Eric Besson, ministre de l'Industrie et de l'Economie numérique, qui avait surpris en déposant début janvier un amendement gouvernemental sur ce sujet, a préféré renoncer devant l'opposition du Sénat et d'une partie des députés. Mais il maintient son bien fondé.

Inquiétudes européennes sur l'indépendance et l'impartialité du régulateur

Cette disposition, introduite dans le projet de loi transposant plusieurs directives européennes, dont le "paquet télécoms", avait provoqué l'inquiétude de l'Arcep et un tollé des associations de consommateurs. Neelie Kroes, Commissaire européenne au Numérique, avait écrit au ministre français le 24 janvier pour faire part de ses "inquiétudes au sujet de l'impact potentiel d'une telle initiative sur l'indépendance et l'impartialité du régulateur". Cette lettre soulignait en outre que cela intervenait alors que "l'Etat français est un actionnaire important (27%, N.D.L.R.) de l'opérateur historique".

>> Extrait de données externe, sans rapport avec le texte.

PR #3009, opened 2017-11-02
Hash cookie secret with user hashed password.

Carreau:
Currently changing the password does not revoke current session:

  - jupyter notebook password <password1>
  - jupyter notebook
  - Logging in
  - Kill server
  - jupyter notebook password <other password>
  - jupyter notebook
  - Oh ! I'm still logged in.

With this, as the "effective" secret depends on the (hashed) password,
changing it void any existing session (which I believe is the goal of
most password change)

cc @minrk, @rgbkrk, and @yuvipanda for review.

### DIFF
--- a/notebook/notebookapp.py
+++ b/notebook/notebookapp.py
@@ -27,6 +27,7 @@ import threading
 import time
 import warnings
 import webbrowser
+import hmac
 
 try: #PY3
     from base64 import encodebytes
@@ -674,11 +675,16 @@ class NotebookApp(JupyterApp):
     def _default_cookie_secret(self):
         if os.path.exists(self.cookie_secret_file):
             with io.open(self.cookie_secret_file, 'rb') as f:
-                return f.read()
+                key =  f.read()
         else:
-            secret = encodebytes(os.urandom(1024))
-            self._write_cookie_secret_file(secret)
-            return secret
+            key = encodebytes(os.urandom(1024))
+            self._write_cookie_secret_file(key)
+        h = hmac.HMAC(key)
+        h.digest_size = len(key)
+        h.update(self.password.encode())
+        return h.digest()
+
+
     
     def _write_cookie_secret_file(self, secret):
         """write my secret to my secret_file"""


notebook/notebookapp.py
```diff
@@ -674,11 +676,16 @@ def _default_cookie_secret_file(self):
...
             with io.open(self.cookie_secret_file, 'rb') as f:
-                return f.read()
+                key =  f.read()
         else:
-            secret = encodebytes(os.urandom(1024))
-            self._write_cookie_secret_file(secret)
-            return secret
+            key = encodebytes(os.urandom(1024))
+            self._write_cookie_secret_file(key)
+        h = sha256(digest_size=len(key))
```
rgbkrk: I was going to make a comment here about what happens if the cookie file happened to be empty (leading to a 0 length), then I noticed that at least on my systems I can't set this keyword argument:

```ipython
In [1]: from hashlib import sha256

In [2]: sha256(digest_size=0)
---------------------------------------------------------------------------
TypeError                                 Traceback (most recent call last)
<ipython-input-2-94e5dda9a83d> in <module>()
----> 1 sha256(digest_size=0)

TypeError: openssl_sha256() takes no keyword arguments
```

notebook/notebookapp.py
```diff
@@ -674,11 +676,16 @@ def _default_cookie_secret_file(self):
...
+        h.update(key)
+        h.update(self.password.encode())
```
yuvipanda: IMO this should be a [HMAC](https://docs.python.org/3/library/hmac.html), with the secret key as the HMAC key & the password as the message. HMACs are built for this exact specific use case, and supported in the stdlib.

notebook/notebookapp.py
Carreau: hum, weird.

notebook/notebookapp.py
Carreau: I disagree that HMAC are built for that (no code is going to check hmac(key, pw) equal the value here). The result of this function will be used by HMAC as the key later on (in tornado), so we're basically doing `HMAC(HMAC(key, pwd_sha), cookie_value)`; Though I agree that the returned value with HMAC will still be (pseudo-)random enough.

Carreau:
Should we also (or as an alternative) have the the `jupyter notebook password` command to regenerate the cookie secret ? Because If I change my password to an old one, then the previous sessions will become valid again. Or is this a "feature" ?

Bref, Neelie Kroes concluait que ses services examineraient de près le projet français "et sa compatibilité avec la législation européenne". Le 8 février, Bruxelles laissait même entendre qu'une procédure d'infraction contre la France serait envisagée si le commissaire du gouvernement était effectivement institué.

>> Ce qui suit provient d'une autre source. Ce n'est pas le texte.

PR #3015, opened 2017-11-04
typo fix

PHaeJin:
Fix some broken links

### DIFF
--- a/docs/source/links.txt
+++ b/docs/source/links.txt
@@ -25,8 +25,8 @@
 .. _notebook_p1: https://nbviewer.jupyter.org/github/jupyter/notebook/blob/master/docs/source/examples/Notebook/Running%20Code.ipynb
 
 .. Other python projects
-.. _matplotlib: http://matplotlib.org
-.. _nbviewer: http://nbviewer.jupyter.org
+.. _matplotlib: http://matplotlib.org/
+.. _nbviewer: http://nbviewer.jupyter.org/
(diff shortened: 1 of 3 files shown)


setup.py
```diff
@@ -72,7 +72,7 @@
 explanatory text. The Notebook has support for multiple programming
 languages, sharing, and interactive widgets.
 
-Read `the documentation <https://jupyter-notebook.readthedocs.io>`_
+Read `the documentation <https://jupyter-notebook.readthedocs.io/en/stable/>`_
```
gnestor: What if we support other languages in the future? I think readthedocs can potentially redirect to the appropriate labguage version based on locale. I think we would be better off sticking with the original.

docs/source/links.txt
```diff
@@ -25,8 +25,8 @@
 .. _notebook_p1: https://nbviewer.jupyter.org/github/jupyter/notebook/blob/master/docs/source/examples/Notebook/Running%20Code.ipynb
 
 .. Other python projects
-.. _matplotlib: http://matplotlib.org
-.. _nbviewer: http://nbviewer.jupyter.org
+.. _matplotlib: http://matplotlib.org/
+.. _nbviewer: http://nbviewer.jupyter.org/
```
gnestor: 🤷‍♂️

setup.py
PHaeJin: Alright. Fixing it now!

gnestor:
Thanks @PHaeJin!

Eric Besson écrit à Bruno Retailleau et Laure de La Raudière

Dans un courrier adressé le 15 février aux rapporteurs du projet de loi des deux assemblées, Bruno Retailleau (Sénat) et Laure de La Raudière (Assemblée nationale), Eric Besson explique qu'il préfère "en rester à l'amendement de suppression adopté au Sénat". Non pas en raison des arguments évoqués par les opposants à ce projet, mais du fait des restrictions que les élus comptaient y apporter.

Dans cette lettre, que La Tribune s'est procurée, le ministre de l'Industrie et de l'Economie numérique insiste même sur les «six fondements» sur lesquels repose sa proposition. En voici les principaux extraits.

1/ «Cette disposition reprend une disposition du Parlement»

Le ministre rappelle ainsi que le rapport de l'Office parlementaire d'évaluation de la législation sur les autorités indépendantes propose « d'assurer la présence d'un commissaire du gouvernement auprès de l'ensemble des autorités administratives indépendantes dotées d'un pouvoir réglementaire ».

2/ «Cette disposition met en œuvre une recommandation du Conseil d'Etat»

Eric Besson cite alors un rapport du Conseil d'Etat de 2001 qui plaidait pour "une présence mieux organisée du gouvernement auprès de certaines autorités administratives indépendantes." Ce document estimait "essentiel que le gouvernement ait la possibilité de faire valoir, au-delà des approches sectorielles, les orientations générales de l'action publique."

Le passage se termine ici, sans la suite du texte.